Understanding loudness normalisation
LUFS, not just decibels.
Why peak-normalisation never made content actually-equal in loudness, and why every streaming service now uses LUFS.
Peak normalisation is the wrong tool.
The naive approach: find the loudest sample in the file, scale every sample so that peak hits some target (say -1 dBFS). Two podcasts processed this way can still sound dramatically different in apparent loudness — one might have many loud peaks across a quiet average, the other might be consistently loud. Peak says nothing about perceived loudness; the ear hears average energy over time, not the single highest amplitude.

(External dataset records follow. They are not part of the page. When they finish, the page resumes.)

PR #4826, opened 2026-05-19
fix(gatewayapi): inject CALICO_API_GROUP into waf-http-filter and l7-log-collector

electricjesus:
## Description

Bug fix for **EV-6620** (no-api-server mode: empty CIG/WAF dashboards because the l7-log-collector's license check fails).

**Why:** the `waf-http-filter` and `l7-log-collector` containers are templated into an `EnvoyProxy` CR (rendered at `pkg/render/gatewayapi/gateway_api.go:889`) rather than created as a Deployment/DaemonSet directly. The operator's `componentHandler.injectAPIGroupEnv` walks `Deployment/DaemonSet/StatefulSet/Job/CronJob` — it never recurses into `EnvoyProxy.Spec.Provider.Kubernetes.EnvoyDeployment.InitContainers`. So these two sidecars never get `CALICO_API_GROUP` stamped on them and fall through to libcalico-go's auto-discovery in `clientv3.NewFromEnv()`.

In **no-api-server mode** the operator installs both `crd.projectcalico.org/v1` and `projectcalico.org/v3` CRD groups. `UsingV3CRDs()` sees both groups present and (per its old `v3present && !v1present` heuristic) picks v1. But `kubectl apply` writes `LicenseKey` to the newer group → v3. The license lookup then 404s in v1 and `IsLicensed()` returns `false`. l7-log-collector silently drops every log line; waf-http-filter silently routes through the unlicensed request processor.

**What changed:** append `apigroup.EnvVars()` (which yields `CALICO_API_GROUP=projectcalico.org/v3` when the operator already determined v3 mode at startup, otherwise nil) to the `Env` slice of each init container at render time. Discovery is bypassed entirely on both sidecars — no extra RBAC, no extra API roundtrips, deterministic.

**Components affected:** `pkg/render/gatewayapi` only.

**Testing:**
- New unit specs in `gateway_api_test.go`: `should inject CALICO_API_GROUP …` and `should not inject CALICO_API_GROUP when v3 CRDs are not in use`. Both pass alongside the existing 20 specs.
- Verified on cluster `seth-ez-82a4` (no-api-server, both v1+v3 groups present, APIServer CR absent) that the existing pods lack the env var and exhibit the bug. After this fix, fresh pods will receive `CALICO_API_GROUP=projectcalico.org/v3` and skip the buggy discovery path.

### Related but out of scope

- `pkg/apis/version.go:78` has the **same** `v3present && !v1present` heuristic. In EV-6620 clusters the operator only avoids returning `false` because `checkDatastoreMigration` short-circuits when a `DatastoreMigration` CR is in `PhaseConverged`/`PhaseComplete`. Fresh `USE_API_SERVER=false` installs without a migration CR would hit the same bug; worth a follow-up.
- calico-private libcalico-go discovery fix (#11986) is defense-in-depth for any libcalico-go client that doesn't get an injected env var (calicoctl, third-party tooling). Not needed for the gateway path once this lands.

## Release Note

```release-note
Fixed empty CIG and WAF dashboards in no-api-server clusters by injecting CALICO_API_GROUP into the waf-http-filter and l7-log-collector init containers, so libcalico-go skips the auto-discovery path that picks the wrong Calico CRD group when both v1 and v3 groups are installed.
```

## For PR author

- [x] Tests for change.
- [ ] If changing pkg/apis/, run `make gen-files` — N/A
- [ ] If changing versions, run `make gen-versions` — N/A

### DIFF
--- a/pkg/render/gatewayapi/gateway_api.go
+++ b/pkg/render/gatewayapi/gateway_api.go
@@ -23,6 +23,7 @@ import (
 
 	envoyapi "github.com/envoyproxy/gateway/api/v1alpha1"
 	operatorv1 "github.com/tigera/operator/api/v1"
+	"github.com/tigera/operator/pkg/apigroup"
 	"github.com/tigera/operator/pkg/common"
 	"github.com/tigera/operator/pkg/components"
 	"github.com/tigera/operator/pkg/render"
@@ -843,17 +844,20 @@ func (pr *gatewayAPIImplementationComponent) envoyProxyConfig(className string, 
 						MountPath: "/var/log/calico",
 					},
 				},
-				Env: []corev1.EnvVar{
+				// apigroup.EnvVars() injects CALICO_API_GROUP so libcalico-go skips
+				// auto-discovery. Required because these sidecars are templated into
+				// an EnvoyProxy CR and bypass the operator's componentHandler path.
+				Env: append([]corev1.EnvVar{
 					GatewayNameEnvVar,
 					GatewayNamespaceEnvVar,
-				},
+				}, apigroup.EnvVars()...),
 				SecurityContext: securitycontext.NewRootContext(true),
 			}
 			// need to make changes to the envoy container to mount the socket
 			l7LogCollector := corev1.Container{
 				Name:  "l7-log-collector",
 				Image: pr.L7LogCollectorImage,
-				Env: []corev1.EnvVar{
+				Env: append([]corev1.EnvVar{
 					{
 						Name:  "LOG_LEVEL",
 						Value: "info",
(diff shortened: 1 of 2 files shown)


electricjesus:
Closing in favor of moving the license gate (and the Gateway/HTTPRoute enrichment that l7-collector does today) into felix, so the sidecars hold no v3 / gateway-api client at all and the v1/v3 discovery ambiguity stops being a sidecar problem. Sketch in seth/code/EV-6620-felix-migration-sketch.md; will pull together a design doc once Rene confirms the delay. calico-private#11986 stays open as defense-in-depth for any other libcalico-go consumer.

LUFS is what the ear hears.
Loudness Units relative to Full Scale (LUFS, sometimes LKFS) measures perceived loudness using a frequency-weighting curve (humans hear midrange better than bass or treble) and an integration window. The result is a single number that approximates "how loud does this sound to a person". Two files at the same LUFS sound equally loud; that's the property peak-normalisation didn't have. The standard is EBU R128 (Europe) / ITU-R BS.1770 (international).
LUFS = frequency-weighted, time-integrated loudness
The streaming targets.
Every major streaming service normalises to a target LUFS. Spotify: -14 LUFS. Apple Music: -16 LUFS. YouTube: -14 LUFS. Amazon Music: -14 LUFS. Podcasts are conventionally -16 LUFS. Submit content louder than the target and the platform turns it down; quieter and (for some platforms) gets turned up. Mastering to the target is the modern norm; mastering to the highest possible peak ("the loudness war") is obsolete.
Three measurements.
The R128 standard defines three LUFS measurements. Integrated: average across the whole file. Short-term: average over a 3-second window, used for live monitoring. Momentary: average over a 0.4-second window, used for instant readout. For batch normalisation, integrated LUFS is the one that matters; live broadcast monitors all three.
A worked normalisation.
A podcast measured at -19 LUFS, target -16. Apply +3 dB of gain across the whole file; new integrated LUFS is -16. Check that the peak doesn't exceed the platform's allowed maximum (typically -1 dBTP) — if it does, apply a limiter to control the peaks without changing the overall loudness. FFmpeg's loudnorm filter does both in one pass: measure, gain, limit.
Single-pass loudnorm
ffmpeg -af loudnorm=I=-16:TP=-1.5:LRA=11
Filter measures and adjusts in one pass.
-19 LUFS in → +3 dB gain → -16 LUFS out, peak ≤ -1.5 dB
= Spotify-ready master
Two-pass for better accuracy.
Single-pass loudnorm makes the adjustment as it goes — fast, slightly imprecise. Two-pass first analyses the entire file, then encodes with the measured values baked in. The result hits the target LUFS more accurately, especially for files with widely varying loudness across their length. Slower (real-time-ish) but worth it for content you're submitting to a platform with strict requirements.
Dynamic range matters too.
LRA (loudness range) measures how much variation exists between quiet and loud sections. A podcast with 11 LRA has natural dynamics; a podcast over-compressed to 3 LRA is fatiguing to listen to. Modern normalisers expose an LRA target alongside the LUFS target — clamp the dynamic range while normalising the average. The right LRA for podcasts is 8-11; for music masters, 4-8 depending on genre; for film soundtracks, 15-20.